DESCRIPTION OF THE TASK:
Work out how many lines of this material hold the word "with". Write only that number.
****************
PR #3170, opened 2020-06-18
add lr-smsplus-gx and lr-gearsystem

protocultor:
SMSPlus-GX and Gearsystem are Sega 8 bit emulator cores, with better compatibility for Master System games than existing cores in RetroPie.
Both have been tested on a RPi3B+.

### DIFF
--- a/scriptmodules/libretrocores/lr-gearsystem.sh
+++ b/scriptmodules/libretrocores/lr-gearsystem.sh
@@ -1,0 +1,45 @@
+#!/usr/bin/env bash
+
+# This file is part of The RetroPie Project
+#
+# The RetroPie Project is the legal property of its developers, whose names are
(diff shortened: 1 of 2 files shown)


joolswills:
Thanks. Looks good code wise. Will test etc.

dankcushions:
Do we need to add BOTH?

dankcushions:
https://retropie.org.uk/forum/topic/26771/new-scriptmodule-for-master-system-game-gear-emulator has more details and i think justifies the inclusion of both. looks cool! thanks :)

protocultor:
I was following the format of previously accepted PRs; should've added the info.
Thanks to both for having a look a this.

joolswills:
Thanks. Also binaries are built for RPI.

PR #3171, opened 2020-06-19
Update fs-uae.sh

angrystar170:
Fix line 31 (link changed to Ubuntu bionic repo)


joolswills:
Thanks. Don't think it should use that repo for Debian though. But there's a Debian 10 repo - I'll add that with a check for Debian version.

joolswills:
I have added the Debian 10 repo. Closing this but please comment if it doesn't work for some reason.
****************
EXERCISE SOLUTION:
2